Ma chronique du 16 janvier.

Le 4 janvier, le procureur de Nice a requis huit mois d’emprisonnement à l’encontre de Cédric Herrou, à qui il est reproché d’avoir apporté son soutien à des personnes présentes illégalement sur le territoire français. Politiquement, son procès a nourri une colère à gauche, notamment parmi ceux qui s’indignent qu’il puisse avoir lieu sous un gouvernement socialiste : cette initiative serait la preuve que la France vit un dangereux glissement vers la droite, voire qu’elle est menacée par un « fascisme rampant ».

A bien y regarder, le mouvement qui nous menace en matière de rejet de l’immigration semble être toutefois de nature très différente et probablement largement répandu au sein l’échiquier politique français. Il réside dans un totem de la gauche et de tous ceux qui ont développé avec le temps une vision stato-centrée – et stato-obsédée – de la politique et de la société : la menace, c’est l’Etat-providence (non la protection sociale, mais son modèle étatisé).

L’Etat-providence est fondé sur l’idéal de redistribution : mu, paraît-il, par un idéal de justice, il répartit les revenus, les opportunités et les places aux plus défavorisés en régulant ou taxant les mieux lotis. Cette logique généreuse a semblé fonctionner aussi longtemps que l’appareil administratif était un peu géré et la croissance forte. Mais dès lors que l’Etat s’est retrouvé « en faillite » et l’économie à plat, la dynamique redistributive s’est grippée : s’il n’y a plus d’ingrédients pour faire grandir le gâteau, son partage s’en retrouve plus périlleux. Pour y faire face, les gouvernants ont fait le choix de mettre en place des politiques de restriction : la France a tenté de réduire les parts de chacun, par exemple en partageant le temps de travail ; elle a aussi entrepris de limiter le nombre de convives autour de la table, par exemple en réduisant l’immigration. Les politiques anti-migratoires sont ainsi les filles directes et nécessaires de l’Etat-providence.

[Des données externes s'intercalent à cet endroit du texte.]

PR #58, opened 2023-06-17
Add extra tests / examples of lockable ranges

maurolacy:
Some more tests / examples of using our new `Lockable` primitive in range iterators.

Found useful writing these to reason about and learn how to use them.

- Range iterator returning a collection.
- Locked values re-mapping.
- Locked values skipping.

### DIFF
--- a/packages/sync/src/locks.rs
+++ b/packages/sync/src/locks.rs
@@ -264,11 +264,22 @@ mod tests_plus {
     }
 
     #[derive(Error, Debug, PartialEq)]
-    pub enum PersonError {
+    pub enum TestsError {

Passager clandestin. De leur côté, les citoyens déjà assis autour de la table se sont angoissés. La menace de disette les inquiétait déjà. Ils ont donc développé la dernière énergie pour se battre et espérer obtenir quelques miettes : hors de question qu’elles leur échappent, surtout en faveur de ceux dont ils ont l’impression qu’ils se nourrissent sans contribuer (comportement que les économistes qualifient de « passager clandestin »). Assez logiquement, les plus défavorisés sont les premiers à s’être défendus, car ils étaient les premiers menacés. Ce n’est pas un hasard s’ils votent aujourd’hui pour le FN (ni si celui-ci adopte des positions économiques toujours plus à gauche). Même Jean-Luc Mélenchon l’a compris, dont les positions sur l’immigration se sont durcies, provoquant l’incompréhension dans ses rangs à la fin de l’été 2016.

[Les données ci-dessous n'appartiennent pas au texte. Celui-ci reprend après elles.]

PR #59, opened 2023-06-19
Real-world examples of value range

ethanfrey:
Builds on #53 

- Add user / lien example
- Fix serde-json-wasm compatibility issue
- Show how to range, reduce, enforce maximums over many

### DIFF
--- a/packages/sync/src/range.rs
+++ b/packages/sync/src/range.rs
@@ -494,32 +494,30 @@ mod examples {
 
     const USERS: Map<&str, UserInfo> = Map::new("users");
 
-    // sum them up for each user - collateral info must be provided externally
-    fn sum_liens(
+    // Recalculate user aggregate info from the liens (and the original user collateral)
+    // Question: return (Vec<_>, Vec<_>) here instead and don't pass in collateral?
+    fn collect_liens_for_user(
         storage: &dyn Storage,
         user: &str,
         collateral: impl Into<Uint128>,
         // if set, we don't include this lien in the sum (to use when reducing one)
         skip: Option<&str>,
     ) -> Result<UserInfo, TestsError> {
-        let (max_lien, total_slashable) = LIENS
+        // Create (amount, slashable) extract from all liens (possibly skipping one)
+        let all_liens = LIENS
             .prefix(user)
             .range(storage, None, None, Order::Ascending)
             .filter(|r| match (skip, r) {
                 (Some(x), Ok((k, _))) => x != k,
                 _ => true,
             })
-            .map(|r| {
-                let (_, lien) = r?;
-                Ok((lien.amount, lien.amount * lien.slashable))
-            })
-            .reduce(|acc: Result<_, TestsError>, x| {
-                let (max_lien, total_slashable) = acc?;
-                let (amount, slashable) = x?;
-                Ok((max_range(max_lien, amount), total_slashable + slashable))
-            })
-            .transpose()?
-            .unwrap_or_default();
+            .map(|r| r.map(|(_, lien)| (lien.amount, lien.amount * lien.slashable)));
+
+        // collect into two vectors, which we can reduce / sum independently
+        let (liens, slashable): (Vec<_>, Vec<_>) =
+            itertools::process_results(all_liens, |iter| iter.unzip())?;
+        let max_lien = liens.into_iter().reduce(max_range).unwrap_or_default();
+        let total_slashable = slashable.into_iter().sum();
         Ok(UserInfo {
             collateral: collateral.into(),
             max_lien,
@@ -595,15 +593,15 @@ mod examples {
             )
             .unwrap();
 
-        let mut alice_user = sum_liens(&store, alice, alice_collateral, None).unwrap();
+        let mut alice_user = collect_liens_for_user(&store, alice, alice_collateral, None).unwrap();
         assert!(alice_user.is_valid());
         USERS.save(&mut store, alice, &alice_user).unwrap();
 
-        let bob_user = sum_liens(&store, bob, bob_collateral, None).unwrap();
+        let bob_user = collect_liens_for_user(&store, bob, bob_collateral, None).unwrap();
         assert!(bob_user.is_valid());
         USERS.save(&mut store, bob, &bob_user).unwrap();
 
-        let mut carl_user = sum_liens(&store, carl, carl_collateral, None).unwrap();
+        let mut carl_user = collect_liens_for_user(&store, carl, carl_collateral, None).unwrap();
         assert!(carl_user.is_valid());
         USERS.save(&mut store, carl, &carl_user).unwrap();
 
@@ -650,7 +648,8 @@ mod examples {
         LIENS.save(&mut store, (alice, stake1), &lien).unwrap();
         USERS.save(&mut store, alice, &alice_user).unwrap();
         // verify this matches the full calculation
-        let alice_user2 = sum_liens(&store, alice, alice_user.collateral, None).unwrap();
+        let alice_user2 =
+            collect_liens_for_user(&store, alice, alice_user.collateral, None).unwrap();
         assert_eq!(alice_user, alice_user2);
 
         // but 500 more is too much
@@ -666,7 +665,8 @@ mod examples {
             .prepare_sub(Uint128::new(2000), Uint128::zero())
             .unwrap();
         // this requires a bit more tricky version to get max_lien
-        let mut bob_user = sum_liens(&store, bob, bob_user.collateral, Some(stake1)).unwrap();
+        let mut bob_user =
+            collect_liens_for_user(&store, bob, bob_user.collateral, Some(stake1)).unwrap();
         // and add this lien fully
         bob_user.total_slashable = bob_user.total_slashable + (lien.amount * lien.slashable);
         bob_user.max_lien = max_range(bob_user.max_lien, lien.amount);
@@ -676,7 +676,7 @@ mod examples {
         LIENS.save(&mut store, (bob, stake1), &lien).unwrap();
         USERS.save(&mut store, bob, &bob_user).unwrap();
         // verify this matches the full calculation
-        let bob_user2 = sum_liens(&store, bob, bob_user.collateral, None).unwrap();
+        let bob_user2 = collect_liens_for_user(&store, bob, bob_user.collateral, None).unwrap();
         assert_eq!(bob_user, bob_user2);
     }
 }
--- a/packages/sync/src/range.rs
+++ b/packages/sync/src/range.rs
@@ -488,6 +488,10 @@ mod examples {
         let stake1 = "Stake1";
         let stake2 = "Stake2";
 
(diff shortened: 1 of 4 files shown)


packages/sync/src/range.rs
```diff
@@ -9,67 +9,108 @@ use cosmwasm_schema::cw_serde;
 /// This is designed to work with two numeric primitives that can be added, subtracted, and compared.
 #[cw_serde]
 #[derive(Default, Copy)]
-pub struct ValueRange<T>(T, T);
+// Note: this was (T, T) but (Uint128, Uint128) hit `serialize_tuple_struct` which is not supported by serde-json-wasm
```
maurolacy, line 12: A struct is in general better for clarity / documentation. Let's just remove this comment.

packages/sync/src/range.rs
```diff
@@ -9,67 +9,108 @@ use cosmwasm_schema::cw_serde;
...
     Underflow,
     #[error("Overflow maximum value")]
     Overflow,
+    #[error("Range is not one value")]
+    NotOneValue,
+}
+
+impl<T> ValueRange<T> {
+    /// Constructor as close to the old tuple
+    /// ValueRange(5, 10) => ValueRange::at(5, 10)
```
maurolacy, line 32: Same here.

packages/sync/src/range.rs
```diff
@@ -9,67 +9,108 @@ use cosmwasm_schema::cw_serde;
...
+    #[inline]
+    pub fn at(min: T, max: T) -> Self {
```
maurolacy, line 34: Nit: This can probably be named `new`. And `new` below can be `new_val`.

maurolacy (commented):
Reviewed the API. Will review the examples next.

packages/sync/src/range.rs
```diff
@@ -387,7 +447,236 @@ mod tests {
...
+        // Highest user lien
+        pub max_lien: ValueRange<Uint128>,
+        // Total slashable amount for user
+        pub total_slashable: ValueRange<Uint128>,
+    }
+
+    impl UserInfo {
+        fn is_valid(&self) -> bool {
+            self.max_lien.is_under_max(self.collateral)
+                && self.total_slashable.is_under_max(self.collateral)
```
maurolacy, line 484: 👍🏼 clear and concise.

Still, it can be a good to differentiate which one is failing, i.e. a couple of 
`is_valid_max_lien` and `is_valid_slashable` methods for clarity.

packages/sync/src/range.rs
```diff
@@ -387,7 +447,236 @@ mod tests {
...
+        storage: &dyn Storage,
+        user: &str,
+        collateral: impl Into<Uint128>,
+        // if set, we don't include this lien in the sum (to use when reducing one)
+        skip: Option<&str>,
+    ) -> Result<UserInfo, TestsError> {
+        let (max_lien, total_slashable) = LIENS
+            .prefix(user)
+            .range(storage, None, None, Order::Ascending)
+            .filter(|r| !matches!((skip, r), (Some(x), Ok((k, _))) if x == k))
```
maurolacy, line 511: Ugh. This is ugly.

Using `item` instead of `r` doesn't help either. There should be a way to write this in a clearer / more expressive way.

packages/sync/src/range.rs
```diff
@@ -387,7 +447,236 @@ mod tests {
...
+            .map(|r| {
+                let (_, lien) = r?;
+                Ok((lien.amount, lien.amount * lien.slashable))
+            })
+            .reduce(|acc: Result<_, TestsError>, x| {
```
maurolacy, line 516:
```suggestion
            .reduce(|acc: Result<(ValueRange<_>, ValueRange<_>), TestsError>, x| {
```
for clarity?

packages/sync/src/range.rs
```diff
@@ -387,7 +447,236 @@ mod tests {
...
+                let (max_lien, total_slashable) = acc?;
+                let (amount, slashable) = x?;
+                Ok((max_range(max_lien, amount), total_slashable + slashable))
```
maurolacy, line 519: I understand it, but this is neither user-friendly nor obvious.

packages/sync/src/range.rs
```diff
@@ -387,7 +447,236 @@ mod tests {
...
+        /// Slashable part - restricted to [0; 1] range
+        pub slashable: Decimal,
+    }
+
+    const LIENS: Map<(&str, &str), Lien> = Map::new("liens");
+
+    const USERS: Map<&str, UserInfo> = Map::new("users");
+
+    // sum them up for each user - collateral info must be provided externally
+    fn sum_liens(
```
maurolacy, line 501: This is not a sum, but more of an overlap, right? Perhaps something like `max_lien`?

packages/sync/src/range.rs
```diff
@@ -387,7 +447,236 @@ mod tests {
...
+                let (_, lien) = r?;
+                Ok((lien.amount, lien.amount * lien.slashable))
+            })
+            .reduce(|acc: Result<_, TestsError>, x| {
+                let (max_lien, total_slashable) = acc?;
+                let (amount, slashable) = x?;
+                Ok((max_range(max_lien, amount), total_slashable + slashable))
+            })
+            .transpose()?
+            .unwrap_or_default();
```
maurolacy, line 522: Asserting that `max_lien` (and `total_slashable`?) are below `collateral` here could be a good idea. Perhaps returning a differentiated error.

packages/sync/src/range.rs
```diff
@@ -387,7 +447,236 @@ mod tests {
...
+        let bob_collateral = Uint128::new(4000);
+        let carl_collateral = Uint128::new(7000);
+
+        // no inflight transactions for Alice
+        LIENS
+            .save(
+                &mut store,
+                (alice, stake1),
+                &Lien {
+                    amount: ValueRange::at(Uint128::new(5000), Uint128::new(5000)),
```
maurolacy, line 550: Nit: You can use the other constructor here and elsewhere.

packages/sync/src/range.rs
```diff
@@ -387,7 +447,236 @@ mod tests {
...
+                },
+            )
+            .unwrap();
+        // add a few liens with inflight transactions
+        LIENS
+            .save(
+                &mut store,
+                (carl, stake1),
+                &Lien {
+                    amount: ValueRange::at(Uint128::new(1000), Uint128::new(2000)),
```
maurolacy, line 582: Hmm, why would the min be different from zero here?

packages/sync/src/range.rs
```diff
@@ -387,7 +447,236 @@ mod tests {
...
+                    slashable: Decimal::percent(50),
+                },
+            )
+            .unwrap();
+        LIENS
+            .save(
+                &mut store,
+                (carl, stake2),
+                &Lien {
+                    amount: ValueRange::at(Uint128::new(5000), Uint128::new(6000)),
```
maurolacy, line 592: Same here.

maurolacy (approved):
Looks good. Just some comments on naming, and improving the general structure of tests / checks.

I would put the validity check inside the reducing function, error there with different errors, and assert those error codes in the tests for clarity.

maurolacy:
Adding an example for unstacking, where checks are below the min, would be good as well.

Will revisit during the day, but at first sight, the `ValueRange` API / stuff is not trivial.

packages/sync/src/range.rs
ethanfrey: There is, but clippy told me to do this.

Simplest and longest:

```rust
if let Some(x) = skip {
  if let Ok((k, _)) = r {
    if x == k {
      return false;
    }
  }
}
return true;
```

My version with matches:

```rust
matches (skip, r) {
  (Some(x), Ok((k, _)) => x != k,
  _ => true
}
```

And then clippy told me to turn mine into that...

packages/sync/src/range.rs
ethanfrey: The largest problem is reducing over a bunch of Results.
The second issue is I am doing two independent calculations.

```rust
.reduce(|max_lien, lien| {
  max_range(max_lien, lien.amount)
}
```

This would be one calculation with no result and look more clear, right?
Happy for a way to improve it without iterating twice....

packages/sync/src/range.rs
ethanfrey: Yes, again this is test code so I don't know if naming is that critical, but if you want to port it to contracts it is.

We do two aggregation functions. What would you call them? What do you call this in your real code?

packages/sync/src/range.rs
ethanfrey: Imagine there was a successful 1000 stake.
A day later, they try another 1000 that is in-flight.

I am just trying to get numbers that are a bit more complex. And this is a realistic value
(Not so realistic to have so many in-flight transactions, but still...)

packages/sync/src/range.rs
ethanfrey: okay

packages/sync/src/range.rs
ethanfrey: good idea

packages/sync/src/range.rs
ethanfrey: I rather one validate method to check.
This could return an error enum (with multiple reasons) instead of a bool for more clarity.
But I would leave that for production code

packages/sync/src/range.rs
ethanfrey: Okay, this worked. Clippy accepts it and it seems clear and concise:

```rust
matches (skip, r) {
  (Some(x), Ok((k, _)) => x != k,
  _ => true
}
```

packages/sync/src/range.rs
ethanfrey: I wouldn't have used any type, but the compiler could not infer the error type, so I had to add it

ethanfrey: My IDE shows me the types (at least when deconstructing acc)

packages/sync/src/range.rs
maurolacy: So, these ranges are absolute, not relative to the current tx. That makes sense.

packages/sync/src/range.rs
maurolacy: Still stuck with IntelliJ, which currently cannot follow this. Switching back and forth to Visual Studio Code.

packages/sync/src/range.rs
maurolacy: `max_overlapping_lien`, `max_slashable_amount`, something like that. Using helper functions could be a way to break from the nested scopes and provide some clarity.

packages/sync/src/range.rs
ethanfrey: Check out the last commit. I made this much simpler

ethanfrey: @maurolacy https://github.com/osmosis-labs/mesh-security/pull/59/commits/28bb0ee920378a97388698b697f8315bab26f427

This should be nicer, right?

La spirale de rejet des étrangers en France n’est pas (qu’)un sursaut de la droite traditionaliste : elle est mue par le socialisme et son culte de l’Etat-providence. La gauche, si généreuse éthiquement, peut souhaiter faciliter l’immigration – les libéraux la soutiennent généralement car elle est bénéfique économiquement (1) –, mais elle se trompe profondément si elle croit que cette politique est compatible avec un statu quo de l’Etat-providence, voire avec son existence même.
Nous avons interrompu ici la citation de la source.